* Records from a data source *
+ + + +

PR #16033, opened 2023-07-03
test(ui/use-field&QField): add tests for use-field composable and QField

n05la3:

- [ ] Bugfix
- [ ] Feature
- [ ] Documentation
- [ ] Code style update
- [ ] Refactor
- [ ] Build-related changes
- [x] Other, please describe: tests

- [ ] Yes
- [x] No

**Other information:**

### DIFF
--- a/ui/src/components/field/__tests__/QField.cy.js
+++ b/ui/src/components/field/__tests__/QField.cy.js
@@ -1,0 +1,168 @@
+import QField from '../QField'
+import { vModelAdapter } from '@quasar/quasar-app-extension-testing-e2e-cypress'
+import { ref } from 'vue'
+import Icons from '../../../../icon-set/material-icons.mjs'
+
+function getHostElement () {
+  return cy.get('.q-field')
+}
+
+function mountQField (options) {
+  return cy.mount(QField, options)
+}
+
+describe('Field API', () => {
+  describe('Props', () => {
+    describe('Category: model', () => {
+      describe('(prop): maxlength', () => {
+        it.skip(' ', () => {
+          //
+        })
+      })
+    })
+  })
+
+  describe('Slots', () => {
+    describe('(slot): control', () => {
+      it('should use control slot as content of the field', () => {
+        const controlSlot = 'Hello there'
+        mountQField({
+          slots: {
+            control: () => controlSlot
+          }
+        })
+
+        getHostElement().get('.q-field__control-container').should('contain', controlSlot)
+      })
+    })
+
+    describe('(slot): rawControl', () => {
+      it('should use raw control slot', () => {
+        const rawControlSlot = 'Hello there'
+        mountQField({
+          slots: {
+            rawControl: () => rawControlSlot
+          }
+        })
+
+        getHostElement().get('.q-field__control-container').should('contain', rawControlSlot)
+      })
+    })
+  })
+
+  describe('Events', () => {
+    describe('(event): update:model-value', () => {
+      it('should emit onUpdate:modelValue event', () => {
+        const model = ref('text')
+        const fn = cy.stub()
+        mountQField({
+          props: {
+            ...vModelAdapter(model),
+            'onUpdate:modelValue': fn,
+            clearable: true
+          }
+        })
+
+        getHostElement().get('button[type="button"]')
+          .contains(Icons.field.clear).click()
+          .then(() => {
+            expect(fn).to.be.calledWith()
+          })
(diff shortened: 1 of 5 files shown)


ui/src/components/field/__tests__/QField.cy.js
```diff
@@ -0,0 +1,168 @@
...
+          slots: {
+            control: () => controlSlot
+          }
+        })
+
+        getHostElement().get('.q-field__control-container').should('contain', controlSlot)
+      })
+    })
+
+    describe('(slot): rawControl', () => {
```
IlCallo: Let's remove this one, it's a slot which is only used internally, dunno why it's actually listed into the API box

ui/src/components/field/__tests__/QField.cy.js
```diff
@@ -0,0 +1,168 @@
...
+
+function mountQField (options) {
+  return cy.mount(QField, options)
+}
+
+describe('Field API', () => {
+  describe('Props', () => {
+    describe('Category: model', () => {
+      describe('(prop): maxlength', () => {
+        it.skip(' ', () => {
```
IlCallo, line 18: Have you left this out on purpose? Why?

ui/src/composables/private/__tests__/use-field.cy.js
```diff
@@ -1,37 +1,113 @@
...
+            props: {
+              ...vModelAdapter(model),
+              clearable: true,
+              options: selectOptions
+            }
+          })
+
+          getHostElement().find('input').should('exist').should('have.value', model.value)
+          getHostElement().get('button[type="button"]').contains(Icons.field.clear).click()
+          getHostElement().get('input').should('not.have.value', model.value)
```
IlCallo: I'd use something like `getHostElement().get('input').should('have.value', '')` instead, or whatever works for "contains an empty value" instead of "doesn't contain the value we initially set"

ui/src/composables/private/__tests__/use-field.cy.js
```diff
@@ -133,102 +209,206 @@ describe('use-field API', () => {
...
+            },
+            slots: {
+              hint: () => bottomSlot
+            }
+          })
+
+          getHostElement().find('.q-field__bottom').should('contain.text', bottomSlot)
+        })
+
+        it('should use a bottom counter slot', () => {
```
IlCallo, line 314: Isn't this test the same as the previous one?

ui/src/composables/private/__tests__/use-field.cy.js
```diff
@@ -238,112 +418,133 @@ describe('use-field API', () => {
...
 
   describe('Methods', () => {
     describe('(method): focus', () => {
-      it.skip(' ', () => {
-        //
+      it('should focus the component', () => {
+        mountQFieldWrapper()
+
+        getHostElement()
+          .get('[tabindex="0"]')
```
IlCallo: This way of selecting the input feels really strange, any reason why you went with this one?

IlCallo (changes requested):
Couple of doubts around, but mostly good

ui/src/composables/private/__tests__/use-field.cy.js
n05la3: Fixed.

ui/src/composables/private/__tests__/use-field.cy.js
n05la3: Fixed. This one should using the `counter` prop instead of the `hint` slot as the previous one.

ui/src/composables/private/__tests__/use-field.cy.js
n05la3: I have refactored to use `.get('input')` which is also as precise and better than `[tabindex="0"]`.

ui/src/components/field/__tests__/QField.cy.js
n05la3: Unless I missed something then the `maxlength` on `QField` makes it difficult to test since we will require a control slot with a `v-model` and this is already tested with `QInput` and the rest, so I'm not exactly sure how and if we should be testing this.

IlCallo: Its ok, but leave a comment explaining this and why we're skipping it here

n05la3: Done.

+ + + +

* ABOUT THIS TASK *
Once you have read the entries, reproduce each one exactly.

* RESULT OF THIS EXERCISE *
PR #16033, opened 2023-07-03
test(ui/use-field&QField): add tests for use-field composable and QField

n05la3:

- [ ] Bugfix
- [ ] Feature
- [ ] Documentation
- [ ] Code style update
- [ ] Refactor
- [ ] Build-related changes
- [x] Other, please describe: tests

- [ ] Yes
- [x] No

**Other information:**

### DIFF
--- a/ui/src/components/field/__tests__/QField.cy.js
+++ b/ui/src/components/field/__tests__/QField.cy.js
@@ -1,0 +1,168 @@
+import QField from '../QField'
+import { vModelAdapter } from '@quasar/quasar-app-extension-testing-e2e-cypress'
+import { ref } from 'vue'
+import Icons from '../../../../icon-set/material-icons.mjs'
+
+function getHostElement () {
+  return cy.get('.q-field')
+}
+
+function mountQField (options) {
+  return cy.mount(QField, options)
+}
+
+describe('Field API', () => {
+  describe('Props', () => {
+    describe('Category: model', () => {
+      describe('(prop): maxlength', () => {
+        it.skip(' ', () => {
+          //
+        })
+      })
+    })
+  })
+
+  describe('Slots', () => {
+    describe('(slot): control', () => {
+      it('should use control slot as content of the field', () => {
+        const controlSlot = 'Hello there'
+        mountQField({
+          slots: {
+            control: () => controlSlot
+          }
+        })
+
+        getHostElement().get('.q-field__control-container').should('contain', controlSlot)
+      })
+    })
+
+    describe('(slot): rawControl', () => {
+      it('should use raw control slot', () => {
+        const rawControlSlot = 'Hello there'
+        mountQField({
+          slots: {
+            rawControl: () => rawControlSlot
+          }
+        })
+
+        getHostElement().get('.q-field__control-container').should('contain', rawControlSlot)
+      })
+    })
+  })
+
+  describe('Events', () => {
+    describe('(event): update:model-value', () => {
+      it('should emit onUpdate:modelValue event', () => {
+        const model = ref('text')
+        const fn = cy.stub()
+        mountQField({
+          props: {
+            ...vModelAdapter(model),
+            'onUpdate:modelValue': fn,
+            clearable: true
+          }
+        })
+
+        getHostElement().get('button[type="button"]')
+          .contains(Icons.field.clear).click()
+          .then(() => {
+            expect(fn).to.be.calledWith()
+          })
(diff shortened: 1 of 5 files shown)


ui/src/components/field/__tests__/QField.cy.js
```diff
@@ -0,0 +1,168 @@
...
+          slots: {
+            control: () => controlSlot
+          }
+        })
+
+        getHostElement().get('.q-field__control-container').should('contain', controlSlot)
+      })
+    })
+
+    describe('(slot): rawControl', () => {
```
IlCallo: Let's remove this one, it's a slot which is only used internally, dunno why it's actually listed into the API box

ui/src/components/field/__tests__/QField.cy.js
```diff
@@ -0,0 +1,168 @@
...
+
+function mountQField (options) {
+  return cy.mount(QField, options)
+}
+
+describe('Field API', () => {
+  describe('Props', () => {
+    describe('Category: model', () => {
+      describe('(prop): maxlength', () => {
+        it.skip(' ', () => {
```
IlCallo, line 18: Have you left this out on purpose? Why?

ui/src/composables/private/__tests__/use-field.cy.js
```diff
@@ -1,37 +1,113 @@
...
+            props: {
+              ...vModelAdapter(model),
+              clearable: true,
+              options: selectOptions
+            }
+          })
+
+          getHostElement().find('input').should('exist').should('have.value', model.value)
+          getHostElement().get('button[type="button"]').contains(Icons.field.clear).click()
+          getHostElement().get('input').should('not.have.value', model.value)
```
IlCallo: I'd use something like `getHostElement().get('input').should('have.value', '')` instead, or whatever works for "contains an empty value" instead of "doesn't contain the value we initially set"

ui/src/composables/private/__tests__/use-field.cy.js
```diff
@@ -133,102 +209,206 @@ describe('use-field API', () => {
...
+            },
+            slots: {
+              hint: () => bottomSlot
+            }
+          })
+
+          getHostElement().find('.q-field__bottom').should('contain.text', bottomSlot)
+        })
+
+        it('should use a bottom counter slot', () => {
```
IlCallo, line 314: Isn't this test the same as the previous one?

ui/src/composables/private/__tests__/use-field.cy.js
```diff
@@ -238,112 +418,133 @@ describe('use-field API', () => {
...
 
   describe('Methods', () => {
     describe('(method): focus', () => {
-      it.skip(' ', () => {
-        //
+      it('should focus the component', () => {
+        mountQFieldWrapper()
+
+        getHostElement()
+          .get('[tabindex="0"]')
```
IlCallo: This way of selecting the input feels really strange, any reason why you went with this one?

IlCallo (changes requested):
Couple of doubts around, but mostly good

ui/src/composables/private/__tests__/use-field.cy.js
n05la3: Fixed.

ui/src/composables/private/__tests__/use-field.cy.js
n05la3: Fixed. This one should using the `counter` prop instead of the `hint` slot as the previous one.

ui/src/composables/private/__tests__/use-field.cy.js
n05la3: I have refactored to use `.get('input')` which is also as precise and better than `[tabindex="0"]`.

ui/src/components/field/__tests__/QField.cy.js
n05la3: Unless I missed something then the `maxlength` on `QField` makes it difficult to test since we will require a control slot with a `v-model` and this is already tested with `QInput` and the rest, so I'm not exactly sure how and if we should be testing this.

IlCallo: Its ok, but leave a comment explaining this and why we're skipping it here

n05la3: Done.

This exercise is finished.